Work to be completed: Looking at the data that follows, count the lines containing the word "make" and write down only that count.

============================================================

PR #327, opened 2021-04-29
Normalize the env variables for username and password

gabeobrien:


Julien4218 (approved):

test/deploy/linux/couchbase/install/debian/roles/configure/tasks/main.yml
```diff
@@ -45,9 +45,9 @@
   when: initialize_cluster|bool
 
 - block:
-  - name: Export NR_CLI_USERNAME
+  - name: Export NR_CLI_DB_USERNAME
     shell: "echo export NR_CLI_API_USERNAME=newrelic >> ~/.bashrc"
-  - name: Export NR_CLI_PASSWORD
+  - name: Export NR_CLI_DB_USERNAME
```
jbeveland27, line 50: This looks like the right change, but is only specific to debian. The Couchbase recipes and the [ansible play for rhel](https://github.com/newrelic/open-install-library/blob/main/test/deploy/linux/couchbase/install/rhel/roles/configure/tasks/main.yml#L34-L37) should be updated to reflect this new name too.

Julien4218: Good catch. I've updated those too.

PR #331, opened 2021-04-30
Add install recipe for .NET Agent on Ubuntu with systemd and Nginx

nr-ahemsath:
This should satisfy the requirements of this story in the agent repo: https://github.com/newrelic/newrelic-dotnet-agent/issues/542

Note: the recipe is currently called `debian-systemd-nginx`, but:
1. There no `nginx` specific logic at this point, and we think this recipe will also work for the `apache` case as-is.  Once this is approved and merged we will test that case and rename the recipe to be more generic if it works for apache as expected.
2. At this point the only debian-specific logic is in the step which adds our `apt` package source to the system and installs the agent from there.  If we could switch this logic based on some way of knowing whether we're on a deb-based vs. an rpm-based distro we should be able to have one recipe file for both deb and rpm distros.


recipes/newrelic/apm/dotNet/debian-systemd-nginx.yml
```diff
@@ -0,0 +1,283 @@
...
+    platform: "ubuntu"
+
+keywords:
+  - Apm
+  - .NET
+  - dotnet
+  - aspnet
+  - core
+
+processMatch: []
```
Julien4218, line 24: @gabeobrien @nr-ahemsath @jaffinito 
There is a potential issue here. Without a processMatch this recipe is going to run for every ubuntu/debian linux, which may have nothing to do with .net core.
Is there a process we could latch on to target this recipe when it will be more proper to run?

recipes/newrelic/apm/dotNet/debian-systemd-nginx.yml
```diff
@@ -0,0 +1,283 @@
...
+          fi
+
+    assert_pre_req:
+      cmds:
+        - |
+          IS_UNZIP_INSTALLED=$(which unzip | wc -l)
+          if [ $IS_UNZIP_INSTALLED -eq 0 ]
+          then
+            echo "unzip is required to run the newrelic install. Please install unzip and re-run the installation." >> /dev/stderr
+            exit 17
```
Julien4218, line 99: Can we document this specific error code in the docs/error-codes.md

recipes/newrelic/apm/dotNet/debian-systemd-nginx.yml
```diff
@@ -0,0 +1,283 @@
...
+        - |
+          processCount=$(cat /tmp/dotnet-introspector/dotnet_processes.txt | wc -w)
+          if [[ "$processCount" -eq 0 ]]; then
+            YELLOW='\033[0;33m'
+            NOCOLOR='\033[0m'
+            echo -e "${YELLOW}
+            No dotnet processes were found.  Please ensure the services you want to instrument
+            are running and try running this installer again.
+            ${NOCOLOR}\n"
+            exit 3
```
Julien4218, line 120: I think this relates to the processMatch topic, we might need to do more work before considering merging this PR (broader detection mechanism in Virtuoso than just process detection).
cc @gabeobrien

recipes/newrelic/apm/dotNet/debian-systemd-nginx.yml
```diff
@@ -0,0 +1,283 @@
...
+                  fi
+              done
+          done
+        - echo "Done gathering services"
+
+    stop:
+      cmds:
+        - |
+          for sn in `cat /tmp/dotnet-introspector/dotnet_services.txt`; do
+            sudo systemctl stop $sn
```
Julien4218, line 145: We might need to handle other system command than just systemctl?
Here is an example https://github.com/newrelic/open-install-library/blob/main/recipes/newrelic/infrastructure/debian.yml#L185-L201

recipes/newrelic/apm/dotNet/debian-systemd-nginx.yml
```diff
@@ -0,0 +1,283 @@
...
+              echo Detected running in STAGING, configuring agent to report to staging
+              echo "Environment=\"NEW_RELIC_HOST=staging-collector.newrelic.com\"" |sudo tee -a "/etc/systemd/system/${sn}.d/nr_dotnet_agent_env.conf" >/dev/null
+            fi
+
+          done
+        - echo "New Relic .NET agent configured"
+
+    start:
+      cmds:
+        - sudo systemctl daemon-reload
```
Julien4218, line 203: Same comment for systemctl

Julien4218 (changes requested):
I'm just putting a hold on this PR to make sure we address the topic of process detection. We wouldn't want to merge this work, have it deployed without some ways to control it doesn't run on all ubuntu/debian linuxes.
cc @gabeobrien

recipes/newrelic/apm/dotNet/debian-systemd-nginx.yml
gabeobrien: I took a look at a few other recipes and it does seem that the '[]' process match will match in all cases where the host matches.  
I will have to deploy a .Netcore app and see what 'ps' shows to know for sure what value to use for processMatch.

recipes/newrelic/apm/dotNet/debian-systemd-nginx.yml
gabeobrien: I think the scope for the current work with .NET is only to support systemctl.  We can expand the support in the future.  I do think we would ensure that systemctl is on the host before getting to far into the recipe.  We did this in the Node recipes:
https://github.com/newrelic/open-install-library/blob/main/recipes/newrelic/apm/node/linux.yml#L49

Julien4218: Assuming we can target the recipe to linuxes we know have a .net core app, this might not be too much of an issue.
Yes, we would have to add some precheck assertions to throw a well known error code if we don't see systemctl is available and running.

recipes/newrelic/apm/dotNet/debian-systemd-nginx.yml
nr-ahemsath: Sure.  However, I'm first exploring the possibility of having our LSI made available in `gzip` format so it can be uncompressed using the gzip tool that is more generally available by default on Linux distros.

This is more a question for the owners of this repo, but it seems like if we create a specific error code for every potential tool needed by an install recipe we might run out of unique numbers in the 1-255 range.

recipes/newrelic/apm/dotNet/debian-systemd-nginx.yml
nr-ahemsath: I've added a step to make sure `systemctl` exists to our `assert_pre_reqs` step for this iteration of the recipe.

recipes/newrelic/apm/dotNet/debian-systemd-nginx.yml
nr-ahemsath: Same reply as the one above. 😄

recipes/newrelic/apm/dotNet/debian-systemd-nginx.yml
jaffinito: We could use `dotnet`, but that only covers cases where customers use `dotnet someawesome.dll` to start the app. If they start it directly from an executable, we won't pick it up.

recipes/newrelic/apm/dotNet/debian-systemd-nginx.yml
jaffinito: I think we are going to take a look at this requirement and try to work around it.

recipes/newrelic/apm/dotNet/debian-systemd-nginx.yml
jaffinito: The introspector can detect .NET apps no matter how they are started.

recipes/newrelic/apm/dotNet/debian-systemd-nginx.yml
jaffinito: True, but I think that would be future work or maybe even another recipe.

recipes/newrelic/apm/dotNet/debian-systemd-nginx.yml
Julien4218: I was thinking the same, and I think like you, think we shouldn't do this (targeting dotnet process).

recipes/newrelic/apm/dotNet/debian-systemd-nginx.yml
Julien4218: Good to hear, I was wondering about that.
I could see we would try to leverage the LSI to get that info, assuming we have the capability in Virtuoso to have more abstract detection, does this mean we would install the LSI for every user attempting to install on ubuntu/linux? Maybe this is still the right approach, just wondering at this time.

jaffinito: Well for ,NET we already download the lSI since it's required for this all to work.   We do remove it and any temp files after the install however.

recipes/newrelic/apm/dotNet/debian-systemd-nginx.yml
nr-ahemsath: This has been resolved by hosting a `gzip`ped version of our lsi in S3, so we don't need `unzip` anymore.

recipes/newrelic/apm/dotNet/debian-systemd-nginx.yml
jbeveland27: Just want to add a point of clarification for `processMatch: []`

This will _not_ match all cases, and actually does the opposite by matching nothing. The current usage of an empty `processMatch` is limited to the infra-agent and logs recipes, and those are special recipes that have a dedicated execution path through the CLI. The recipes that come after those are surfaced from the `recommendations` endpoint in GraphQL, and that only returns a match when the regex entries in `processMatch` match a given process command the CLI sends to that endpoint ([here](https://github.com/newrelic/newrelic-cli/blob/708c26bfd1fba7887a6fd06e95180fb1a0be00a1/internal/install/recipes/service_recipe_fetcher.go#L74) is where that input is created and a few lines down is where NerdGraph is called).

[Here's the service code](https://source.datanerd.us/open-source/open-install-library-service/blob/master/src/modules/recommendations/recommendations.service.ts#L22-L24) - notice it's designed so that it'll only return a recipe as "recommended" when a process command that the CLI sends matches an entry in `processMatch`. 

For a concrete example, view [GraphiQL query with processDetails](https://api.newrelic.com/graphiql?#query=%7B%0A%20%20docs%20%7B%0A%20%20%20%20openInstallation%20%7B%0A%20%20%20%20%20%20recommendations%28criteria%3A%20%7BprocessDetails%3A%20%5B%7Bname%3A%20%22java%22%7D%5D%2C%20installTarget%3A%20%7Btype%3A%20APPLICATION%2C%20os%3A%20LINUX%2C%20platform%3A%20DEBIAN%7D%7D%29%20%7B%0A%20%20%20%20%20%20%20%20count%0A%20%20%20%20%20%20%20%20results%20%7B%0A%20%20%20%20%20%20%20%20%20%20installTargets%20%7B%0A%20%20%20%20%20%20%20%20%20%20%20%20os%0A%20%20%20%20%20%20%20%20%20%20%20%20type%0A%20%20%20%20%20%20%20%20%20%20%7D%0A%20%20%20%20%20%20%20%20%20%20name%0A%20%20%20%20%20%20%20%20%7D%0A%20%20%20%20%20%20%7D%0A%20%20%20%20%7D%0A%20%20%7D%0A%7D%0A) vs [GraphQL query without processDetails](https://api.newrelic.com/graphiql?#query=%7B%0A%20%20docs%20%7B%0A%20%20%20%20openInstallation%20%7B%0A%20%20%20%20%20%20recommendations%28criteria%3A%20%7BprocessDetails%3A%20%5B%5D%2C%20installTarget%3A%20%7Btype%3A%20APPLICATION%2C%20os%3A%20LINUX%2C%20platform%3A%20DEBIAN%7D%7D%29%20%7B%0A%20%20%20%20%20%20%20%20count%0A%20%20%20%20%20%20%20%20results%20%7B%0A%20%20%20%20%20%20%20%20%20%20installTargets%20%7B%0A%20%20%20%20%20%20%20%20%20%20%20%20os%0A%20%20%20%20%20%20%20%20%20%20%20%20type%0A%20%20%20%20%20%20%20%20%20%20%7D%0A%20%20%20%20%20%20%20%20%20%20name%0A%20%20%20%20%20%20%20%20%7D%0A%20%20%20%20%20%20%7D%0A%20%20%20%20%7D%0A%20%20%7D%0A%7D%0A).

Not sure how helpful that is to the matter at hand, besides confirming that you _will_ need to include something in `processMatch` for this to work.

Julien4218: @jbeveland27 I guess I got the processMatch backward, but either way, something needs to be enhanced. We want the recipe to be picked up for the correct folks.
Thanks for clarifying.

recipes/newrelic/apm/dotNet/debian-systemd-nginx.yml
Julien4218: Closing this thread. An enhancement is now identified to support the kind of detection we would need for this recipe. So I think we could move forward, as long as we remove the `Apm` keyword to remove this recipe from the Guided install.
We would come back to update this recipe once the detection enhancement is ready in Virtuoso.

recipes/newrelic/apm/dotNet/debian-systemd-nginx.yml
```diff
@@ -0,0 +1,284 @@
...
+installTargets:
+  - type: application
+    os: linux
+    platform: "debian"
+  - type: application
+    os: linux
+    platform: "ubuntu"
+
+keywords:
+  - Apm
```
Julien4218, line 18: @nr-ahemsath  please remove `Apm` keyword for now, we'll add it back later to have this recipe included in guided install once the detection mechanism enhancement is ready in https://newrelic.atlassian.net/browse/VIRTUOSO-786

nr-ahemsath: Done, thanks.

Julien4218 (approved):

============================================================

Response for this exercise: 2